The results are cached, and will be re-used as long as the commands aren't edited, and their dependencies don't change (e.g. if a newer version of jq is available, they'll be re-run with that version).

In this case, each "step" represents the data, which is common in lazy languages. Alternatively, we can use "writeScript" to write more 'traditional' process-oriented scripts:

    with import <nixpkgs> {};
    with builtins;

    let

    # Takes a script and runs it with jq available (Nix functions are curried)
    runJq = runCommand "jq-cmd" { buildInputs = [ jq ]; };

    step1 = writeScript "step-1" ''
              echo "I am step 1" 1>&2
              echo '[{"name": "foo"}, {"name": "bar"}]' | jq 'map(.name)'
            '';
    step2 = writeScript "step-2" ''
              echo "I am step 2" 1>&2
              I won't be executed, because Nix is lazy and nothing calls me
            '';
    step3 = writeScript "step-3" ''
              echo "I am step 3" 1>&2
              "${step1}" | jq 'length'
            '';

    in readFile (runJq ''
         "${step3}" > "$out"
       '')

Of course, we need something to invoke these scripts, which is why I used "runJq" in the final expression. When run, we get:

    $ ./go.sh 
    building path(s) ‘/nix/store/fnw68cmkib5fkmhls4fkdhx0vb2cyka8-step-1’
    building path(s) ‘/nix/store/1kiwa6m11d0apxfjbwpqq3vl6jbv3sdx-step-3’
    building path(s) ‘/nix/store/9hv1jcrglyx8x6xa64pnds6vzcp35zl5-jq-cmd’
    I am step 3
    I am step 1
    "2\n"
    $ ./go.sh 
    "2\n"

This time the scripts are cached, but we execute them both together in a normal pipe. The overall result of the "runJq" call is still cached though. This is how you'd run non-bash scripts too: by using "writeFile" to save your code to disk, and "runCommand" to invoke it with a bash one-liner. For example, if we want "step4" to use Haskell we might do the following:

    runJq = runCommand "jq-cmd" { buildInputs = [ jq ghc ]; };

    ...

    hsScript = script: writeScript "hs-cmd" ''
                 runhaskell "${writeScript "hs-script" script}"
               '';

    ...

    step4 = hsScript ''
              doTimes :: (Show a) => a -> String -> String
              doTimes str n = show (replicate (read n) str)

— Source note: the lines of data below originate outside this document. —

PR #30070, opened 2026-08-23
fix(bingx): normalize leverage side

AresArtemius:
setLeverage normalizes params.side to uppercase, but the original lowercase value remains in params and overwrites the normalized request field.

Remove side from params after normalization so BingX receives the required uppercase value.

Add Linear Swap and Coin-M fixtures with lowercase side values.

### DIFF
--- a/ts/src/test/static/request/bingx.json
+++ b/ts/src/test/static/request/bingx.json
@@ -1900,6 +1900,30 @@
                     "side": "LONG"
                   }
                 ]
+            },
+            {
+                "description": "Linear swap set leverage with lowercase side",
+                "method": "setLeverage",
+                "url": "https://open-api.bingx.com/openApi/swap/v2/trade/leverage?leverage=10&side=BOTH&symbol=BTC-USDT&timestamp=1720724882147&signature=e3fb41d7b2f23d667bf289c5998dc6fac9a3a45bf2e6f022ce3c6429a440dc75",
+                "input": [
+                  10,
+                  "BTC/USDT:USDT",
+                  {
+                    "side": "both"
+                  }
+                ]
+            },
+            {
+                "description": "Inverse swap set leverage with lowercase side",
+                "method": "setLeverage",
+                "url": "https://open-api.bingx.com/openApi/cswap/v1/trade/leverage?leverage=10&side=LONG&symbol=SOL-USD&timestamp=1720725057859&signature=c30d2e7a593d5e54304bf026193a21ad682492a2c4d026f63fe0a68a8c367b3f",
+                "input": [
+                  10,
+                  "SOL/USD:SOL",
+                  {
+                    "side": "long"
+                  }
+                ]
             }
         ],
         "fetchTradingFee": [
--- a/ts/src/bingx.ts
+++ b/ts/src/bingx.ts
@@ -5917,6 +5917,7 @@ export default class bingx extends Exchange {
         }
         const side = this.safeStringUpper (params, 'side');
         this.checkRequiredArgument ('setLeverage', side, 'side', [ 'LONG', 'SHORT', 'BOTH' ]);
+        params = this.omit (params, 'side');
         if (this.markets === undefined) {
             await this.loadMarkets ();
         }


ts/src/test/static/request/bingx.json
```diff
@@ -1900,6 +1900,30 @@
...
+                "description": "Inverse swap set leverage with lowercase side",
+                "method": "setLeverage",
+                "url": "https://open-api.bingx.com/openApi/cswap/v1/trade/leverage?leverage=10&side=LONG&symbol=SOL-USD&timestamp=1720725057859&signature=c30d2e7a593d5e54304bf026193a21ad682492a2c4d026f63fe0a68a8c367b3f",
+                "input": [
+                  10,
+                  "SOL/USD:SOL",
+                  {
+                    "side": "long"
+                  }
+                ]
```
carlotestor, line 1926: Nice that both branches are covered — `both` exercises the linear `swapV2` path and `long` the inverse `cswap` path. Non-blocking: `checkRequiredArgument` allows a third value, `SHORT`, which no fixture pins. A `"side": "short"` case would close out the hedge-mode enum, though the `omit` fix is value-independent so coverage is already adequate for the bug itself.

carlotestor (approved):
## Summary

Correct fix for a real bug. `setLeverage` reads `side` with `safeStringUpper (params, 'side')` but never removes it from `params`, and the request is built as `this.extend (request, params)` — `params` wins on key collision, so the normalized `'BOTH'` in `request['side']` is overwritten by the caller's original `'both'`. BingX rejects the lowercase value, so `setLeverage` was effectively broken for every caller who passed a lowercase side, on both the linear (`swapV2PrivatePostTradeLeverage`) and inverse (`cswapV1PrivatePostTradeLeverage`) branches.

The one-line `params = this.omit (params, 'side')` is the canonical CCXT idiom for consuming a param (843 occurrences across `ts/src/*.ts`, 23 already in `bingx.ts`), placed correctly after `checkRequiredArgument` so validation still sees the value.

## Verification

Checked out `f0d3dc3` and ran the static request suite:

| Step | Result |
|---|---|
| `npm run request-js -- bingx` (with fix) | `164 static request tests passed` |
| Same suite, fix line removed from the emitted JS | exactly the 2 new fixtures fail |
| `npx tsx build/transpile.ts bingx --force` | transpiled successfully |
| `python/ccxt/bingx.py` + `async_support/bingx.py` | `ast.parse` OK |

The negative control is the important one — it proves the two added fixtures genuinely guard this bug rather than just passing alongside it:

```
[TEST_FAILURE][JS][STATIC_REQUEST][bingx][setLeverage][Linear swap set leverage with lowercase side]
  AssertionError: [side] computed: "both" stored: "BOTH"
[TEST_FAILURE][JS][STATIC_REQUEST][bingx][setLeverage][Inverse swap set leverage with lowercase side]
  AssertionError: [side] computed: "long" stored: "LONG"
```

Both code paths are covered — one fixture per branch. Emitted Python (`params = self.omit(params, 'side')`) and PHP (`$params = $this->omit($params, 'side');`) are correct, so the fix carries to all language ports.

Note: `tsc` reports a pre-existing `ts/src/upbit.ts(828,13)` error; it reproduces on `origin/master` untouched and is unrelated to this PR.

Merge gate: 🟢
Merge probability: 75%

ts/src/test/static/request/bingx.json
AresArtemius: Thanks. Since the normalization is value-independent and both API branches are already covered, I’ll keep the current fixtures focused on the regression.

carlotestor:
## Merge digest

`setLeverage` now drops the raw lowercase `side` from `params` so the uppercased value it computed actually reaches BingX.

| File | Δ | What |
| --- | ---: | --- |
| `ts/src/bingx.ts` | +1/−0 | setLeverage omits `side` |
| `ts/src/test/static/request/bingx.json` | +24/−0 | setLeverage lowercase-side fixtures |

```mermaid
flowchart LR
  bingx_json["bingx.json"]
  bingx["bingx"]
  omit["omit"]
  bingx --> omit
  bingx_json --> bingx
```

`ts/src/bingx.ts`

```ts
@@ -5917,6 +5917,7 @@
+        params = this.omit (params, 'side');
```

              hello = "hello world"

              main = interact (doTimes hello)
            '';

    in readFile (runJq ''
         "${step3}" | "${step4}" > "$out"
       '')

This reads the length given by jq, and writes out a list of that many "hello world"s:

    $ ./go.sh
    building path(s) ‘/nix/store/2d7wrd78dk1ilj84adnyq8ddgzy6m2rr-hs-cmd’
    building path(s) ‘/nix/store/haqcwssfbzbj5s4ampv322qbpll1gw1h-jq-cmd’
    I am step 3
    I am step 1
    "[\"hello world\",\"hello world\"]"

Unfortunately, this can end up separating the code from its dependencies, i.e. we needed to give "ghc" as a dependency to whichever script invokes "step4" (via "runJq"), rather than being able to add it in "hsScript". If we used the original data-oriented approach, this wouldn't be an issue.

It's also pretty easy to transfer data between the Nix language and the processes we're invoking, using "readFile" and "builtins.fromJSON", or "builtins.toJSON" inside a splice; although Nix doesn't support floats, so you might need to turn them into strings first. This is useful for doing tricky transformations on small amounts of data, which may be error-prone in bash, but where invoking a full-blown language like Haskell or Python would be overkill. It can also be useful for things like assertions.